Brown is currently a U.S. district judge in Washington, D.C., where she has served since 2013. Among her decisions was a November 2019 ruling that required former White House counsel Don McGahn to testify in a congressional investigation into how Russia influenced the 2016 presidential election and whether former President Donald Trump tried to obstruct justice.

“Presidents are not kings,” Jackson wrote. “This means that they do not have subjects, bound by loyalty or blood, whose destiny they are entitled to control.”

Jackson would fill the seat vacated by U.S. Attorney General Merrick Garland, who left the D.C. Circuit to become the attorney general.

The other Black women nominated to federal appeals courts are Candace Jackson-Akiwumi, a partner at Zuckerman Spaeder who’s nominated to the 7th U.S. Circuit Court of Appeals at Chicago, and Tiffany Cunningham, a partner at Perkins Coie who’s nominated for the U.S. Court of Appeals for the Federal Circuit.

Another nominee is U.S. Magistrate Judge Zahid Quraishi, who would become the first Muslim American federal judge if he is confirmed to the U.S. District Court for the District of New Jersey.

Four of Biden’s nominees previously worked as public defenders, including Jackson, who was a former assistant federal public defender in Washington, D.C. Others have experience as prosecutors, in the military, in the private sector and in government. Two are currently lawyers in BigLaw, while others, including Jackson, have past experience in large firms.

The Washington Post has more information on Jackson’s background.

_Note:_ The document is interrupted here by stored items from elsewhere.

PR #910, opened 2021-01-07
Implement pseudoterminals

j-piecuch:
- `posix_openpt()` returns a an open file descriptor for the master side of a new pseudoterminal.
- `ptsname()` is used to retrieve the path of the slave device from the file descriptor of the master device.

I will add userspace tests in another PR, so that this one doesn't get too big.


franciscozdo (changes requested):
Overall looks good, but I think you should describe some decisions in code.

sys/kern/pty.c
```diff
@@ -0,0 +1,269 @@
...
+  return 0;
+}
+
+static int pty_ioctl(file_t *f, u_long cmd, void *data) {
+  tty_t *tty = f->f_data;
+
+  switch (cmd) {
+    case TIOCPTSNAME: {
+      char *user_buf = *(char **)data;
+      char tmp_buf[16];
```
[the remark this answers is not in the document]
j-piecuch: Done.

lib/libc/stdlib/pty.c
```diff
@@ -0,0 +1,73 @@
...
+#include <fcntl.h>
+#include <string.h>
+#include <errno.h>
+#include <stdlib.h>
+#include <sys/ttycom.h>
+#include <sys/ioctl.h>
+
+int grantpt(int fildes) {
+  return 0;
+}
```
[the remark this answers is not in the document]
j-piecuch: I have added a comment.

franciscozdo (approved):
LGTM

sys/kern/pty.c
```diff
@@ -0,0 +1,273 @@
...
+    if (atomic_compare_exchange_strong(&pty->pt_number, &(int){-1}, i + 1))
+      /* Got a free PTY. */
+      return pty;
+  }
+  return NULL;
+}
+
+static void pty_free(pty_t *pty) {
+  pty->pt_number = -1;
+}
```
wiklam, line 46: I would add an assert for `pty->pt_number `.

sys/kern/pty.c
```diff
@@ -0,0 +1,273 @@
...
+
+  return error;
+}
+
+static int pty_putc_sleep(tty_t *tty, pty_t *pty, uint8_t c) {
+  while (!tty_input(tty, c)) {
+    if (cv_wait_intr(&pty->pt_outcv, &tty->t_lock))
+      return ERESTARTSYS;
+    if (!tty_opened(tty))
+      return ENOTTY;
```
wiklam, line 84: Could you explain to me why we check it in this order?

sys/kern/pty.c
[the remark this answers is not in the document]
j-piecuch: Done.

j-piecuch: Done.

sys/kern/pty.c
j-piecuch: Actually, we should check this before calling `tty_input()`, and after returning from `cv_wait_intr()`, since the tty's open count can change while we're sleeping. I have fixed it. Thanks!

wiklam (approved):
LGTM

sys/kern/pty.c
j-piecuch: Actually, I was wrong: we don't want to check this before calling `tty_input()` the first time. If it succeeds the first time, the whole function should return 0. However, if `tty_input()` fails and we need to sleep, then we should sleep only if the tty has users, i.e. `tty_opened(tty)`. So the check should be before calling `cv_wait_intr()`: the original order was wrong. I think I have fixed it now. Please resolve this conversation once you have read this.

sys/kern/pty.c
```diff
@@ -0,0 +1,277 @@
...
+  pty_t *pty = tty->t_data;
+
+  mtx_lock(&tty->t_lock);
+  tty_detach_driver(tty); /* Releases t_lock. */
+  pty_free(pty);
+  return 0;
+}
+
+static int pty_seek(file_t *f, off_t offset, int whence, off_t *newoffp) {
+  return 0;
```
cahirwpz, line 135: Should it be `ESPIPE`?

sys/kern/pty.c
```diff
@@ -0,0 +1,277 @@
...
+}
+
+static int pty_stat(file_t *f, stat_t *sb) {
+  memset(sb, 0, sizeof(stat_t));
+  sb->st_mode = S_IFCHR;
```
cahirwpz, line 140: If I perform `stat` on pseudoterminal device it reports:

```
  File: /dev/pts/5
  Size: 0         	Blocks: 0          IO Block: 1024   character special file
Device: 13h/19d	Inode: 8           Links: 1     Device type: 88,5
Access: (0620/crw--w----)  Uid: ( 1001/   cahir)   Gid: (    5/     tty)
Access: 2021-01-28 08:03:36.135880424 +0100
Modify: 2021-01-28 08:03:36.135880424 +0100
Change: 2021-01-27 00:32:48.135880424 +0100
```

Aren't we missing something here?

sys/kern/pty.c
```diff
@@ -0,0 +1,277 @@
...
+  size_t start_resid = uio->uio_resid;
+
+  SCOPED_MTX_LOCK(&tty->t_lock);
+
+  while (uio->uio_resid > 0) {
+    if ((error = uiomove(&c, 1, uio)))
+      break;
+    if ((error = pty_putc_sleep(tty, pty, c))) {
+      /* Undo the last uiomove(). */
+      uio->uio_resid++;
```
cahirwpz, line 110: IIRC `uio_t` fields are modified only in `uiomove` and I would like to keep it this way. Is there a simple way to reorganize this code not to break the premise ?

cahirwpz (commented):
Please verify that `/dev/pts` directory and its contents have right attributes and `stat` returns reasonable values for them.

sys/kern/pty.c
j-piecuch: To do so, we would need something like `pty_can_putc()` that checks if `tty_input()` on the slave device will succeed. The thing is, the outcome of `tty_input(c)` is heavily dependent on the value of `c` and terminal settings: e.g. when the `ISIG` flag is set, `tty_input('^C')` will always succeed, since the character isn't actually stored in the input queue. So IMO it's not possible. I also noticed that simply incrementing `uio_resid` is completely broken, as `uio_offset` and other fields need to be adjusted. I suggest adding a function for rolling back `uiomove()` operations, something like `void uio_rollback(uio_t *uio, size_t nbytes)`

sys/kern/pty.c
j-piecuch: Yes, it should. Fixed.

sys/kern/pty.c
j-piecuch: `/dev/pts/5` is a slave tty, `pty_stat()` implements `FOP_STAT()` for the master side. I agree it's somewhat bare-bones... FreeBSD appears to take most attributes from the slave device ([link](https://grok.dragonflybsd.org/xref/freebsd/sys/kern/tty_pts.c?r=77fb93e1#538)), so I will do that too.

sys/kern/pty.c
cahirwpz: OK. I see... thanks for the explanation.

cahirwpz (approved):
LGTM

“Jackson is known as a gifted writer and unflappable jurist who works long hours and has handled many types of cases,” the Washington Post reports. “Before becoming a judge, Jackson spent more time writing briefs than representing clients in the courtroom, making her well suited for the cerebral work of the D.C. Circuit.”

Jackson’s parents were public school teachers. Her father studied law when Jackson was a preschooler and later became a school board attorney. She attended Harvard College and Harvard Law School and also participated in an improv comedy group in which she was once paired with actor Matt Damon.

Jackson is a former law clerk for Justice Stephen G. Breyer, currently the oldest justice on the Supreme Court, and is former vice chair of the U.S. Sentencing Commission.

She is also a former of counsel at Morrison & Foerster and a former associate at Goodwin Proctor and Feinberg Rozen.